Thanks for the excellent question! I knew I'll get this question, because I asked myself the same one :) I don't have a quick solution for it, to be honest, because there is already a function, which does calculate the sample size and puts the values on the x-axis. So, I never needed to figure it out. It only works with one additional variable, though. Here is this function:
library(ggstatsplot)
grouped_ggbetweenstats(data = Wage, x = education, y = wage, grouping.var = health_ins)
Thank you, grouped_ggbetweenstats() works really well and adds useful additional info. To simply add sample sizes to the already existing plot, adding stats_n_text() from EnvStats package works really well too:
p6+
facet_grid(jobclass ~ health_ins)+
stats_n_text(y.pos=5).
But that displays sample sizes on the plot and not the x.axis.

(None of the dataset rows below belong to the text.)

PR #589, opened 2023-01-04
(fix) Fix lodash import

denniskigen:
## Requirements

#### For changes to apps

#### If applicable

## Summary

Fixes a lodash import, ensuring `isEqual` gets imported from `lodash-es` instead of `lodash`, as Is the case with other usages of the library in this package.  The corollary of this change is that the overall bundle size gets reduced by around 39 kB (2%).

### DIFF
--- a/packages/framework/esm-framework/docs/API.md
+++ b/packages/framework/esm-framework/docs/API.md
@@ -628,7 +628,7 @@ ___
 
 #### Defined in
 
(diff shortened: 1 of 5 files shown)


ibacher (approved):

ibacher:
Surprised this actually has a noticeable size impact!

denniskigen:
I was not after seeing the bundle size analysis.

PR #599, opened 2023-01-31
Added prerequisite that an O3 instance needs to be created first

gracepotma:
Since we saw today that a team used this prereq guide first and got confused when the esm-template-app was all they got out of it (didn't yet have an O3 instance).


denniskigen (approved):

denniskigen (approved):
Thanks, Grace.

PR #602, opened 2023-02-01
(docs) Update an outdated FAQ about importmaps

ibacher:
## Requirements

#### For changes to apps

#### If applicable

## Summary

Since we no longer embed a version of the importmap in the app-shell the FAQ item here no longer applies. However, I suppose there's some utility in having an explicit note about how to set the import map, so I've re-worded things.


denniskigen (approved):
Thanks, Ian!

PR #603, opened 2023-02-03
(release) Release v4.1.0

denniskigen:
## Requirements

#### For changes to apps

#### If applicable

## Summary

Bumps package versions to `v4.1.0`, which corresponds to the latest [minor release](https://github.com/openmrs/openmrs-esm-core/releases/tag/v4.1.0).

### DIFF
--- a/packages/tooling/openmrs/package.json
+++ b/packages/tooling/openmrs/package.json
@@ -65,6 +65,6 @@
     "@types/react": "^18.0.9",
     "@types/rimraf": "^2.0.2",
     "@types/systemjs": "^6.1.0",
-    "@types/tar": "^4.1.0"
+    "@types/tar": "^4.0.3"
   }
 }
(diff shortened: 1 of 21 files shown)


packages/tooling/openmrs/package.json
```diff
@@ -65,6 +65,6 @@
     "@types/react": "^18.0.9",
     "@types/rimraf": "^2.0.2",
     "@types/systemjs": "^6.1.0",
-    "@types/tar": "^4.0.3"
+    "@types/tar": "^4.1.0"
```
ibacher, line 68: I think this was a mistaken find and replace? Otherwise, we need an update to yarn.lock

ibacher: PS It should be possible to (I guess with a Yarn plugin) just run `yarn version 4.1.0` to get the right behaviour.

ibacher (approved):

you can also produce separate plots and put them together at any time if this would reduce the complexety of programming. patchwork is there an amazing package, I will release a review of this one very soon.
Hi Youzar,
Great video, and I really like the random jokes thrown in here and there. Keep it up!
/ Kenneth
Thanks for the feedback, Kenneth! :) It's good to see that people get my jokes. Because I am never sure, whether they are funny to more people than just me 😁
@@yuzaR-Data-Science Do you have any videos on how to connect to a cloud or local SQL-server in R?
not yet, I might come in a distant future, until then I plan to cover some modelling and machine learning topics.